Task objective:
Using the records below, give again exactly the lines from the line that contains "- Add auth_scheme_with_fallback()" through the line that contains "## Contributing", both ends included, and only those.

(Supplied material begins)

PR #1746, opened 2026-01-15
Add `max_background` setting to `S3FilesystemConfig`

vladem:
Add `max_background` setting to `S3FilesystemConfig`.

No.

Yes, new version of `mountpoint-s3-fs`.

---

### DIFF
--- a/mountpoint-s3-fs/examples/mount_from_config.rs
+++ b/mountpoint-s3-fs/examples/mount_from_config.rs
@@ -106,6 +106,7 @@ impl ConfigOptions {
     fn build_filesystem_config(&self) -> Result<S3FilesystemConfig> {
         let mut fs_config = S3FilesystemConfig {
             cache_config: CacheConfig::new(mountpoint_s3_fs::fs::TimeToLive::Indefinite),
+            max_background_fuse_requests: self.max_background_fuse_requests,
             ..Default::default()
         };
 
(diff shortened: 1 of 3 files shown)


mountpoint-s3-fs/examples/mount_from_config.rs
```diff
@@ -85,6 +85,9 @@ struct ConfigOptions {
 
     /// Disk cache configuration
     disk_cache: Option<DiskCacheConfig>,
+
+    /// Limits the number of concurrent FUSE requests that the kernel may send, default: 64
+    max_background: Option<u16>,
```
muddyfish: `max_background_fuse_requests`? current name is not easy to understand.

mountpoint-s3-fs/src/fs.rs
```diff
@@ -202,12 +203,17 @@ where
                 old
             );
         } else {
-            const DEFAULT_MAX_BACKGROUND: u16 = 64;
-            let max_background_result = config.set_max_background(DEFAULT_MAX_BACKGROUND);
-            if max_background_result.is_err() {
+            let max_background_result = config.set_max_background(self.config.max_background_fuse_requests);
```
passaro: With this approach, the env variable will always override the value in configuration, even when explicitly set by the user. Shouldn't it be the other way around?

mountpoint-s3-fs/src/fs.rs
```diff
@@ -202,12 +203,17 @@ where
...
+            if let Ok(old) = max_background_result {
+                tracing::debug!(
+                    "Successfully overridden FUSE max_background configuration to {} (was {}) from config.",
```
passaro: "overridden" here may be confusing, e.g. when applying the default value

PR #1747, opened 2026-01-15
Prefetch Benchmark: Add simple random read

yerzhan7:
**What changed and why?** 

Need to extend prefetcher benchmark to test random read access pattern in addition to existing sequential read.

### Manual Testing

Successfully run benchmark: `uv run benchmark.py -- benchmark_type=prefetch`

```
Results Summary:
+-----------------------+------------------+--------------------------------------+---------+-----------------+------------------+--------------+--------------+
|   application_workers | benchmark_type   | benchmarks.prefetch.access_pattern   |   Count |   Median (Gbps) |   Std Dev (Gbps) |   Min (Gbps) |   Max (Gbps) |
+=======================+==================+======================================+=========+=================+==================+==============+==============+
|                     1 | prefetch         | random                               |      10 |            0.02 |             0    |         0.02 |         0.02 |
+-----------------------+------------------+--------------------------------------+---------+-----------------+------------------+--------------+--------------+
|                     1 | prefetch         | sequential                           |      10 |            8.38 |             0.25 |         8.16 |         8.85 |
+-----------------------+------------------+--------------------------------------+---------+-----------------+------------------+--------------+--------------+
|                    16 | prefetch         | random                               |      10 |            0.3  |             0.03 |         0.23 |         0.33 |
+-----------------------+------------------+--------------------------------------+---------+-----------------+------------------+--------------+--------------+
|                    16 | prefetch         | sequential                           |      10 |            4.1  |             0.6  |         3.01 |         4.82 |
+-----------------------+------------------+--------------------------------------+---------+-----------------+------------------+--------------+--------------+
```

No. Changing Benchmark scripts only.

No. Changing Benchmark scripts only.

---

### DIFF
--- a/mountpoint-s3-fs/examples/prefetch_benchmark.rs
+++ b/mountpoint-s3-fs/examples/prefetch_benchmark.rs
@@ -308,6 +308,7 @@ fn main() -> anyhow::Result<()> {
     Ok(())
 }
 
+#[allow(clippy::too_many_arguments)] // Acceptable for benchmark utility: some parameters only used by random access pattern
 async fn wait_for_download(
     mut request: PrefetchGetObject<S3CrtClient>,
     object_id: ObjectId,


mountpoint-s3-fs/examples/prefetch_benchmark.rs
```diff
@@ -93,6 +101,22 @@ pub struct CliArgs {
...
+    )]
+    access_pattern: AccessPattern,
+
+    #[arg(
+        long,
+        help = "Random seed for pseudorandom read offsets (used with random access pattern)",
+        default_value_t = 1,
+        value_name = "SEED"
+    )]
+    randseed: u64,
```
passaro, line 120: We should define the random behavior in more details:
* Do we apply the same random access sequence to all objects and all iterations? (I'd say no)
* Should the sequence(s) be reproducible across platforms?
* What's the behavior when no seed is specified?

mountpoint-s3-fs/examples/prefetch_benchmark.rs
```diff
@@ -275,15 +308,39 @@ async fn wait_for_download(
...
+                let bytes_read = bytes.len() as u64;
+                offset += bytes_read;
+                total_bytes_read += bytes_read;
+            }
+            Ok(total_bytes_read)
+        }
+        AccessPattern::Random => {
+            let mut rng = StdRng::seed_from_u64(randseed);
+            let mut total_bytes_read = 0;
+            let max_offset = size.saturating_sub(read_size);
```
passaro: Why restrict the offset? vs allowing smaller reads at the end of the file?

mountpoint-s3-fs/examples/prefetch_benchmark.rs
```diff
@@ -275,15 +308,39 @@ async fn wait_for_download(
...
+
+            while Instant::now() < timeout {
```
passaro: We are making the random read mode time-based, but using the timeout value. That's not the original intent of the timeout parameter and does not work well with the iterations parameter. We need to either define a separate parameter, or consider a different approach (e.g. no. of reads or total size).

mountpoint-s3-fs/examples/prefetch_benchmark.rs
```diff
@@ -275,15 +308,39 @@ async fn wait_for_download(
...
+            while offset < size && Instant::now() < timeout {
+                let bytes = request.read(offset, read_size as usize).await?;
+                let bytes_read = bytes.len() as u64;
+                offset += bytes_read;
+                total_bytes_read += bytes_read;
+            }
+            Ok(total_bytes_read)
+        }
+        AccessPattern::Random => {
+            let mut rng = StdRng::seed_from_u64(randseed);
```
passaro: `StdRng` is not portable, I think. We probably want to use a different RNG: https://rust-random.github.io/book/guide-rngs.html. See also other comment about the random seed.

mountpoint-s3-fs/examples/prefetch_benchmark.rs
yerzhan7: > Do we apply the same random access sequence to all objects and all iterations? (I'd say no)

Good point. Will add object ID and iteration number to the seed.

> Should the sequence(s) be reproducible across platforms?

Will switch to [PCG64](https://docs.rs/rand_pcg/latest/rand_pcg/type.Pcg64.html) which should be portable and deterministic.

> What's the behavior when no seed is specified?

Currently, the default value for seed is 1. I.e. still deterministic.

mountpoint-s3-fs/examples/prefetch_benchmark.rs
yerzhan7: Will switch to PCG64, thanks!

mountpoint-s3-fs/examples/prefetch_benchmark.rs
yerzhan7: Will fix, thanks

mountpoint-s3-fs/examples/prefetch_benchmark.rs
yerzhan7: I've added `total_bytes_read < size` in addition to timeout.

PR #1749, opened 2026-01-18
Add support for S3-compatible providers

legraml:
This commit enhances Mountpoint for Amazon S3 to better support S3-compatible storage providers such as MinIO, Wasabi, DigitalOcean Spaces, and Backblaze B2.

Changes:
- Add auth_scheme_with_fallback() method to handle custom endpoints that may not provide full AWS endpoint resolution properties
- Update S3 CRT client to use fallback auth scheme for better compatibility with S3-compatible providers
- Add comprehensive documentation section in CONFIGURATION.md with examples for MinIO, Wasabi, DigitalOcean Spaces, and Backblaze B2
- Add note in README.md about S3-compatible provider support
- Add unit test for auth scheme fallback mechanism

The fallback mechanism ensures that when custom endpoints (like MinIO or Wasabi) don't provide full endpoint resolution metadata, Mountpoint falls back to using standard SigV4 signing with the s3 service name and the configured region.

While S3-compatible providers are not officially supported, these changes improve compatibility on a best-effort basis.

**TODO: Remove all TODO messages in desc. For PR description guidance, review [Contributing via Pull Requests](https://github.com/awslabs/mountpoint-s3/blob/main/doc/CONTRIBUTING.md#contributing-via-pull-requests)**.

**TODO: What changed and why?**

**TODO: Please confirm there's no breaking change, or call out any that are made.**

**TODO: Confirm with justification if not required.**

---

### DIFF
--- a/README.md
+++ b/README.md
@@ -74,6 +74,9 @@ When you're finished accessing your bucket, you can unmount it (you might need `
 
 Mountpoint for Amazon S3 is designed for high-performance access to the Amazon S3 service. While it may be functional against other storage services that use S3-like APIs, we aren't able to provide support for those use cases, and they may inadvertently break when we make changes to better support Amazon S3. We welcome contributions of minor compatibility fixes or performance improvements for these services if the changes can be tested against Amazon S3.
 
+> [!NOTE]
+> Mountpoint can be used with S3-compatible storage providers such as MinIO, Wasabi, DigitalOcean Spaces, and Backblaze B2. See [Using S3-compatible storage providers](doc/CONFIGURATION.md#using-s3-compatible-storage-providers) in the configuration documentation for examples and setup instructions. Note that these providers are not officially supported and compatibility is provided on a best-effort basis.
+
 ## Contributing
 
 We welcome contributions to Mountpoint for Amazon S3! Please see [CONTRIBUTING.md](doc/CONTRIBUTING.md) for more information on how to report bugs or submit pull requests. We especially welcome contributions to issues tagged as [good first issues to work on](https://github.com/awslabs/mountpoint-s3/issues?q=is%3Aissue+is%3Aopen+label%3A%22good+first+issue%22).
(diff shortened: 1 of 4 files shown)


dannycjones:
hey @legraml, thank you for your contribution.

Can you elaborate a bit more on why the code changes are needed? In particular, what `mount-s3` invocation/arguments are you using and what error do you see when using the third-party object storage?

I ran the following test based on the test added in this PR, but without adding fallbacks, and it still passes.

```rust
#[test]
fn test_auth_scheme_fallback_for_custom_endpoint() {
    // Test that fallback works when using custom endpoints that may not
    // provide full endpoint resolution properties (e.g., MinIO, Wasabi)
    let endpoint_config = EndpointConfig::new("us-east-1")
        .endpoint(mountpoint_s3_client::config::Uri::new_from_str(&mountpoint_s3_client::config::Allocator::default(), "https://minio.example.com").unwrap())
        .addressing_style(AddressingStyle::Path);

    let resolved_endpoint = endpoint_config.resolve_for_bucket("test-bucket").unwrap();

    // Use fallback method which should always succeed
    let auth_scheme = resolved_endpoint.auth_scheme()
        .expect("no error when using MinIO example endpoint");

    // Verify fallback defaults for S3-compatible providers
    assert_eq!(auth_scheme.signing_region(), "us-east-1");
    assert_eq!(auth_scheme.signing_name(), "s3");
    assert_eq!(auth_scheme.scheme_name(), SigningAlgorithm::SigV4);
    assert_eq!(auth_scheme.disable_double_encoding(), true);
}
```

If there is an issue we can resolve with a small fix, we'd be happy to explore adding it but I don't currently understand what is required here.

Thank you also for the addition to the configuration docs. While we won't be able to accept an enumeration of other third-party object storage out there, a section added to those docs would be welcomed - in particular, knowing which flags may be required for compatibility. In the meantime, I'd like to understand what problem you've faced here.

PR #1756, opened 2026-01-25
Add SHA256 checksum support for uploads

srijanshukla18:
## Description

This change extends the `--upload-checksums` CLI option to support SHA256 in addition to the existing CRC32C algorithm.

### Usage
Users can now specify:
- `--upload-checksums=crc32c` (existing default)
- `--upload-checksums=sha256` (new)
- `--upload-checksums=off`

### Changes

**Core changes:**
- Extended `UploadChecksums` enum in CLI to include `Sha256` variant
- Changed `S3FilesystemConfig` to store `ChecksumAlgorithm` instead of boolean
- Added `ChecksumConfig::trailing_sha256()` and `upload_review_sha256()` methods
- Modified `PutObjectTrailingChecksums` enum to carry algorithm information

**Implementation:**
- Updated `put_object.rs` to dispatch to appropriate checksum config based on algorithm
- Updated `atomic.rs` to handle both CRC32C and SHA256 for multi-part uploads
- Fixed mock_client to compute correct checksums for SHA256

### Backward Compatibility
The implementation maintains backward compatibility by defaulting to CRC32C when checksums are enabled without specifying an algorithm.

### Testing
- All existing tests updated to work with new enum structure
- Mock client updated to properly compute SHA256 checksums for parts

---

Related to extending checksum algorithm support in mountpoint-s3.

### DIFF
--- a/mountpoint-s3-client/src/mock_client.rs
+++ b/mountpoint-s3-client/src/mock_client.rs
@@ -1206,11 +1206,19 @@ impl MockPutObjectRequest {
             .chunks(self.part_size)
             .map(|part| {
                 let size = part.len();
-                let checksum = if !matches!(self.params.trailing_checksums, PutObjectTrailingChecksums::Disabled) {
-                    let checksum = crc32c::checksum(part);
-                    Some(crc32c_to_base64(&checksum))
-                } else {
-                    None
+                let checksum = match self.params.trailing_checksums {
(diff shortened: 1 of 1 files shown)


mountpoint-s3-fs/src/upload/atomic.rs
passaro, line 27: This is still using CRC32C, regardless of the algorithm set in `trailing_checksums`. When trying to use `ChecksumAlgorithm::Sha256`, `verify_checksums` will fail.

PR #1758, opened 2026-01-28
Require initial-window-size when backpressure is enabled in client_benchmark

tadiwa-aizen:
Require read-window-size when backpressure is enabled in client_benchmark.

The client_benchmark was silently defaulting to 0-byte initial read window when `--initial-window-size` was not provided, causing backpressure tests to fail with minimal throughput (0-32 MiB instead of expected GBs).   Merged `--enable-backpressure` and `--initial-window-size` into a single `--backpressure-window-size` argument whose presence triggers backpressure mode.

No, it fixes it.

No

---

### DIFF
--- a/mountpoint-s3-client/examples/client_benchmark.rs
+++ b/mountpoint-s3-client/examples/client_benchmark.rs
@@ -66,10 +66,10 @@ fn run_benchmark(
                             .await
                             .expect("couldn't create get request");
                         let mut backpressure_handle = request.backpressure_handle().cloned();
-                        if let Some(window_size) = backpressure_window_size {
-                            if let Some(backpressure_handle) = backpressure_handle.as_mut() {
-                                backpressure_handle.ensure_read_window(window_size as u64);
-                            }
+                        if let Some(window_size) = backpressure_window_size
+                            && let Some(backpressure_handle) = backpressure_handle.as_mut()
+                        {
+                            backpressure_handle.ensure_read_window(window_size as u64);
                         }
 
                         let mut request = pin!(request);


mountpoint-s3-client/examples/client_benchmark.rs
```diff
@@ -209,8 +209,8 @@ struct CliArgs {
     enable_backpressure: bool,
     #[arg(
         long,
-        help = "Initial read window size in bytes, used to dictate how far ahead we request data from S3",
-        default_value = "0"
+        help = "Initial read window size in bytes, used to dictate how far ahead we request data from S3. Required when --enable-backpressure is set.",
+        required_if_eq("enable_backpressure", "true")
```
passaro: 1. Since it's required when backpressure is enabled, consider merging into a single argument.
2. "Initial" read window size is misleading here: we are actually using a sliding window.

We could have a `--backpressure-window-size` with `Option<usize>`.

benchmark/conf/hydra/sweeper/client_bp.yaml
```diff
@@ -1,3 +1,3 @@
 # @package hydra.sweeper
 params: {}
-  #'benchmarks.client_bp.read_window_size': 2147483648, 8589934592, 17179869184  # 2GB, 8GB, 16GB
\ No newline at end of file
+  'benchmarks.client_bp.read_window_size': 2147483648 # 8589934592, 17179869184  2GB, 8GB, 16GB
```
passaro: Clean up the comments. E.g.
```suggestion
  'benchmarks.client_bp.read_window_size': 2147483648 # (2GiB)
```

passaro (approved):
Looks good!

(Supplied material ends)

The completed task:
- Add auth_scheme_with_fallback() method to handle custom endpoints that may not provide full AWS endpoint resolution properties
- Update S3 CRT client to use fallback auth scheme for better compatibility with S3-compatible providers
- Add comprehensive documentation section in CONFIGURATION.md with examples for MinIO, Wasabi, DigitalOcean Spaces, and Backblaze B2
- Add note in README.md about S3-compatible provider support
- Add unit test for auth scheme fallback mechanism

The fallback mechanism ensures that when custom endpoints (like MinIO or Wasabi) don't provide full endpoint resolution metadata, Mountpoint falls back to using standard SigV4 signing with the s3 service name and the configured region.

While S3-compatible providers are not officially supported, these changes improve compatibility on a best-effort basis.

**TODO: Remove all TODO messages in desc. For PR description guidance, review [Contributing via Pull Requests](https://github.com/awslabs/mountpoint-s3/blob/main/doc/CONTRIBUTING.md#contributing-via-pull-requests)**.

**TODO: What changed and why?**

**TODO: Please confirm there's no breaking change, or call out any that are made.**

**TODO: Confirm with justification if not required.**

---

### DIFF
--- a/README.md
+++ b/README.md
@@ -74,6 +74,9 @@ When you're finished accessing your bucket, you can unmount it (you might need `
 
 Mountpoint for Amazon S3 is designed for high-performance access to the Amazon S3 service. While it may be functional against other storage services that use S3-like APIs, we aren't able to provide support for those use cases, and they may inadvertently break when we make changes to better support Amazon S3. We welcome contributions of minor compatibility fixes or performance improvements for these services if the changes can be tested against Amazon S3.
 
+> [!NOTE]
+> Mountpoint can be used with S3-compatible storage providers such as MinIO, Wasabi, DigitalOcean Spaces, and Backblaze B2. See [Using S3-compatible storage providers](doc/CONFIGURATION.md#using-s3-compatible-storage-providers) in the configuration documentation for examples and setup instructions. Note that these providers are not officially supported and compatibility is provided on a best-effort basis.
+
 ## Contributing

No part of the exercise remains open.